Monday, September 17, 2012

Another of Those Dreams



Had trouble writing this out.
Determined to put these dreams into real words, but words just ain’t good enough. Not really. They don’t mean the same thing living it does. I didn’t live it, not really. Felt real, though. Felt more than real, felt like dying. Felt like all the horror I felt when I first had to face him down.
Dream last night, I was alone. Don’t know what happened. Why Curtis and DM weren’t around. Watched me leadin’ Windmill away, well outside a campground. Probably past midnight. Looked as awful as I feel now. No sleep, more scars. Deeper ones, on my face, didn’t even look like tattoos no more. Can’t tell if that’s just ‘cause of the dark shadows under my eyes, or if they’re honest-to-god ripped open more.
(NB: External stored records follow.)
PR #4490, opened 2021-02-25
plugin/kubernetes: don't return when ServerVersion return an error

miekg:
When err=nil try to determine the version of the k8s cluster and disable
endpoint slices. Don't return from connecting to the cluster.

In the future we should just default to true, and delete all this code.

### DIFF
--- a/plugin/kubernetes/kubernetes.go
+++ b/plugin/kubernetes/kubernetes.go
@@ -252,15 +252,14 @@ func (k *Kubernetes) InitKubeCache(ctx context.Context) (err error) {
 	}
 	// Disable use of endpoint slices for k8s versions 1.18 and earlier. Endpoint slices were
 	// introduced in 1.17 but EndpointSliceMirroring was not added until 1.19.
-	sv, err := kubeClient.ServerVersion()
-	if err != nil {
-		return err
-	}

As I’m walking, I start hearing a rustling. Too loud, more than just footsteps in grass. Sounds like something else, and I couldn’t tell what. The me in the dream couldn’t tell, neither. I stop walking, keep my grip on Windmill’s reins, and look behind me.
And then my legs are pulled out from under me. I fall hard on the ground, and I’m being dragged so fast. Don’t have time to let the reins go, and they catch around my wrist. Windmill’s so strong and the pull is so strong that something’s got to give, and it’s my hand. There’s this loud snap, and I’m being pulled. Dragged by a rope around my ankles.
I get pulled further from the campsite, over rocks and then, over gravel. Scratched up so bad, and I can’t even fight. I look like a toy. A fucking doll.
And it’s a doll’s doing, and I see him in the distance. Figure wearing a Stetson and a long coat.
Then the Vision is behind me – the me watching, and whispering. Tried to get me to look at her, and I saw her beautiful face, almost met her eyes.
And then I didn’t. Jerked myself awake and that was the end of it. Couldn’t fall back asleep.
This is killing me.
Not damn near as much as it’ll kill me if that sonofabitch is still alive.